Она переходит на голландский язык, объясняя кому-то, что в ноябре даже удобнее, хотя и непринципиально. Она готова играть хоть завтра, если понадобится.
— Моя мать так часто повторяла мне: «Настоящий музыкант всегда в состоянии сыграть завтра», что это стало девизом. Дату концерта в Соncertgebouw уточняем, — пояснила она, — это мой первый сольник в этом зале после рождения сына. Даже не верится. Возвращаюсь в строй, — Эвелина снова устраивается в кресле, и мы возвращаемся к интервью.
Хотя вопросы задавать бессмысленно. Звучит только голос интервьюируемой — грудной, певучий. Эвелина жестом подчёркивает начало каждого предложения, усиливая смысл сказанного.
Невольно залюбовалась: она могла бы стать прекрасной моделью для Карла Брюллова: улыбка на слегка наклонённом округлом лице, огнём горят тёмные с поволокой глаза, при этом она убедительна и энергична.
Впрочем, дамы на портретах Брюллова тоже не просто поэтичны и милы, в них чувствуется властная уверенность. И безо всякого сомнения, они вполне могли бы играть на рояле.
А вот прощание с родиной и переезд в другую страну навряд ли испытали.
— В Голландии очень слабое музыкальное образование. Ничего удивительного в этом нет. Такая школа, как в России, существует только в России. Для меня это не дешёвый патриотизм, а тяжёлый опыт. Констатация сурового факта. Я закончила Московскую консерваторию с отличием, а в моём случае это 12 лет, ещё со школы, — общение с блестящим музыкантом Михаилом Воскресенским, ныне он заведует в МГК кафедрой сольного фортепиано. Я своего рода продолжатель великой пианистической традиции, ведь Михаил Сергеевич — ученик Льва Оборина, а тот в свою очередь — Константина Игумнова. Это не просто перечисление, а определение стиля, к которому я принадлежу. Вырабатывались на практике, затем передавались от педагога к ученику навыки особого туше, принципы интерпретаций Баха, Чайковского, Рахманинова, Скрябина.

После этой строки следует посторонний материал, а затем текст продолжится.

PR #583, opened 2025-08-17
[MNT] Check versions in  wheels workflow

szepeviktor:
From https://github.com/sktime/skpro/commit/9d70805ad5b99673c722383d799f24b61d8e959e#commitcomment-164122353


fkiraly:
I have also added a new tag with the correct name. Since this did not impact the release, no new release is necessary.

szepeviktor:
> I would also rename `VERSION` to `GH_TAG_NAME` or similar, for more clarity

Done 🍏

Issue #600, opened 2020-02-12
Make DMX_parse.py equivalent in PINT


scottransom:
Make equivalent functionality from tempo utils in PINT.

scottransom:
This is the same as #490

Issue #490, opened 2019-08-08
Equivalent dmxparse.py script


mtlam:
As in TEMPO, which has a dmxparse.py script which will report reduced DMX-parameter uncertainties with respect to the systematic offset from the mean DM, it would be useful for a utility which would take the parameters and the covariance matrix and produce similar output. This should be done within the function calls rather than requiring a script to redirect to a text file. Personal preference is to do output the same format as TEMPO with a *.dmx filename extension as default.

bshapiroalbert:
I've done a little work on this and have some functions written that use the PINT `toa` and `fitter` objects, and the covariance matrices to get the DMX values and uncertainties in the same way that `dmxparse` does, at least as far as I can tell. I've compared results on a few test cases and it seems to be consistent with results from `dmxparse`. I've attached a python script (as a text file cause it doesn't like .py files) that has the two functions in it here, if it's helpful for adding this feature in. [brent_utils.txt](https://github.com/nanograv/PINT/files/4199750/brent_utils.txt)

PR #647, opened 2020-03-25
Added dmxparse function to utils

bshapiroalbert:
Added a dmxparse function to PINT utils that does the same things as the current dmxparse function with TEMPO outputs, but using the PINT fitter class. Output is a list of the mean subtracted DMX values and a list of the DMX variance errors. Optional output writes a text file of the same style as dmxparse traditionally output. This addresses issues #600 and #490 as part of the updates to get PINT ready for the NANOGrav 15 year dataset.

This also includes a test for the dmxparse function in the test_utils.py test that I was having issues getting to pass. Any comments on formatting, the test, etc. are appreciated.


src/pint/utils.py
```diff
@@ -434,3 +435,113 @@ def show_param_cov_matrix(matrix, params, name="Covaraince Matrix", switchRD=Fal
...
+            dmx_epochs += 1
+    # Get DMX values (will be in units of 10^-3 pc cm^-3)
+    DMX_keys = []
+    DMXs = []
+    DMX_Errs = []
+    DMX_R1 = []
+    DMX_R2 = []
+    DMX_center_MJD = []
+    for ii in range(dmx_epochs):
+        ii += 1
```
scottransom, line 463: This is kind of a dangerous line here since ii is already being defined in the range() loop above.  If you want ii to start with 1, then do for ii in range(1,dmx_epochs+1)

bshapiroalbert: Thanks Scott, I'll fix that up too and generally try to fix it up if there are other issues.

bshapiroalbert:
All check passed, and the `exec` commands have been removed, as well as the poor indexing noted by Scott above. I appreciate any other comments on the code or fixes that should be done, just let me know, but otherwise I think it's working and should be ready to go.

paulray:
Ack, somehow this PR now is reverting all the recent documentation changes I made.
Can you remove all the .md and .rst files from this PR? I'm not sure the best way to do this, however.

bshapiroalbert:
Ah, oops that's no good, sorry, I must have forgotten to update my branch after your last PR Paul, I will fix that now, I think I probably just need to update my branch and then push those changes...

paulray:
Much cleaner, thanks!

bshapiroalbert:
Okay, I think those issues are fixed now, the only files that are changed are the correct ones, utils.py and test_utils.py, and all tests are passing. Let me know if there are any other issues though!

src/pint/utils.py
```diff
@@ -434,3 +435,115 @@ def show_param_cov_matrix(matrix, params, name="Covaraince Matrix", switchRD=Fal
...
+    DMX_R2 = []
+    DMX_center_MJD = []
+    for ii in range(1, dmx_epochs + 1):
+        if ii < 10:
+            ext = "000%s" % (ii)
+        elif ii >= 10 and ii < 100:
+            ext = "00%s" % (ii)
+        elif ii >= 100 and ii < 1000:
+            ext = "0%s" % (ii)
+        DMX_keys.append("DMX_%s" % (ext))
```
paulray, line 471: This can be written more concisely like this:
```
    DMX_keys.append("DMX_{:04d}".format(ii))
```
and similarly for the next few lines that use `ext`

src/pint/utils.py
```diff
@@ -434,3 +435,115 @@ def show_param_cov_matrix(matrix, params, name="Covaraince Matrix", switchRD=Fal
...
+    DMX_center_MJD = np.array(DMX_center_MJD)
+
+    # now get the full parameter covariance matrix from pint
+    # NOTE: we will need to increase all indices by 1 to account for the 'Offset' parameter
+    # that is the first index of the designmatrix
+    fparams = fitter.get_fitparams().keys()
+    params = []
+    for p in fparams:
+        params.append(p)
+    params = np.array(params)
```
paulray, line 492: I don't think you need to loop here. How about just this:
```
params = np.array(list(fparams))
```

src/pint/utils.py
```diff
@@ -434,3 +435,115 @@ def show_param_cov_matrix(matrix, params, name="Covaraince Matrix", switchRD=Fal
...
+    m = np.identity(n) - np.ones((n, n)) / float(n)
+    cc = np.dot(np.dot(m, cc), m)
+    DMX_vErrs = np.zeros(n)
+    # We also need to correct for the units here
+    for i in range(n):
+        DMX_vErrs[i] = np.sqrt(cc[i, i])
+    # Check we have the right number of params
+    if len(DMXs) != len(DMX_Errs) or len(DMXs) != len(DMX_vErrs):
+        print("ERROR! Number of DMX entries do not match!")
+        exit()
```
paulray, line 520: I think we should avoid print statements and exits in PINT code.  The following might be better:
```
from astropy import log #  Put at beginning of file
log.error("ERROR! Number of DMX entries do not match!")
raise RuntimeError('Number of DMX entries do not match!')
```

src/pint/utils.py
scottransom: Nice.  I was going to make the same comment, but you beat me to it.

bshapiroalbert:
Thanks for the comments, I really appreciate them. They have been added and the changes pushed.

paulray:
Looks ready to merge to me!

bshapiroalbert:
I've changed the output format to a dictionary similar to #656 as suggested earlier today. This returns all the same information that is output in the text file, so you get the same output just two different ways now.

As an aside, there is one minor difference here from the tempo dmxparse function, which is that values of DMXF1/2 are not returned, because they are not parameters in the timing model. I think this is because they are not defined as parameters in the dispersion_dmx class, but I was wondering if there was any particular reasoning for this. As the return is a dictionary and those values are not needed for the calculation, it would be easy to add this in later, I was just wondering.

Issue #602, opened 2020-02-12
PINT should be able to output whitenened residuals


scottransom:
Given a red noise model, PINT should be able to output the whitened resids the same way that TEMPO does in the resid2.tmp  (print_resid does the subtraction of reddened and whitened residuals)

demorest:
I will work on this, probably starting next week.  I'd originally thought it made sense for `GLSFitter` to output the noise realizations back to the relevant `NoiseComponent` classes in the timing/noise model.  However, since the noise realization depends on both a specific model and specific TOAs, I now think it makes more sense to add this to `Residuals`.  So `Residuals` will get some extra attributes that hold the noise realization for each noise component type after running a GLS fit.  Let me know if anyone sees any issues with this approach.

demorest:
Addressed in #648

PR #648, opened 2020-03-26
Residual whitening

demorest:
This addresses issue #602, allowing for output of whitened residuals.  I still need to add some tests, so don't merge yet.  But let me know if you see any issues with the approach:   After running a GLS fit, the resulting `Residuals` will have a new attribute `noise_resids` that is a dictionary containing the residuals corresponding to each noise component.  Computing "whitened" residuals is then done by subtracting the red noise component from the full residuals.


demorest:
Well, I added a test but the results are weird:
- in python 2.7 everything passes.
- in python 3.5 everything except the new GLS test passes.
- in python 3.6, 3.7, 3.8, the GLS test passes but a number of unrelated things fail.

The test compares PINT-whitened residuals with a pre-computed set of tempo-whitened residuals.  These agree well (to within 10 ns RMS and 50 ns max difference) except in the python 3.5 test.  In that case, I was able to reproduce the failure locally, the difference between the two is a large 1 us peak-to-peak parabola.  Must be somehow related to different versions of dependencies but it's such a simple calculation that it's hard to see what could be going wrong (that would not also cause many other tests to fail).  Any ideas?

The python >=3.6 failures look like some new astropy incompatibility.  The Travis test was using astropy 4.0.1 which just came out a few days ago.  Everything passed on my system using python 3.6 and astropy 4.0.

demorest:
Discussion from this morning: Change PINT python requirement to 2.7, >=3.6.  Temporarily change astropy requirement to <=4.0 until the 4.0.1 issues are fixed.  I'll put these in later today.

demorest:
For the record, the versions of numpy (1.18.2) and scipy (1.4.1) were identical in the failing py3.5 environment and the working py3.6 one.  Aside from astropy (3.2.3 vs 4.0) I don't see any other package differences that sound like they should be meaningful.

demorest:
OK, seems passing now.  I'll merge this later today unless there are any final comments.

PR #655, opened 2020-04-06
New option and bug fix to photophase.py

juliadeneva:
photonphase.py: Added a --addorbitphase option that will add a column ORBIT_PHASE to the photon event file. Fixed a bug that made the options --barytime and --absphase have no effect unless --addphase was also used.


src/pint/scripts/photonphase.py
```diff
@@ -168,6 +174,14 @@ def main(argv=None):
         )
         raise ValueError("Model missing AbsPhase component.")
 
+    if (args.addorbphase is not None) and (not hasattr(modelin,'binary_model_name')):
```
paulray, line 177: The default for args.addorbphase is False not None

— И каковы же эти принципы? Разве не зависят они от мастерства исполнителя целиком и полностью?
— Мастерство исполнителя — результат обучения, оно целиком и полностью зависит от традиций, в которых воспитан пианист. Это как приобщение к вере, которую исповедует педагог. Если он, конечно, авторитетен.
Михаила Воскресенского я обожествляла, и наш союз был счастливым. Признанный педагог верил в мой талант, меня переполнял энтузиазм и вера в будущее.
Но времена меняются. Михаил Сергеевич не придавал значения исполнительским конкурсам, считал их ненужной суетой. И меня учил не суетиться. Мне всегда говорили, что я талантлива — а талант пробьёт себе дорогу, надо только работать и быть в форме.
Я работаю, и я в форме. Даже сейчас, когда каждый день даю уроки и занята с малышом, публичное выступление не представляет сложностей. Вот на днях будет необычный концерт — в помещении протестантской церкви Iepenlaan, акустика там превосходная!
Мы играем вместе с известным голландским контрабасистом Хансом Рулофзеном. Первая часть вечера — в ансамбле, вторая — несколько моих коронных вещей: «Думка» Чайковского, «Ноктюрн» Глазунова, «Этюд-картина» Рахманинова.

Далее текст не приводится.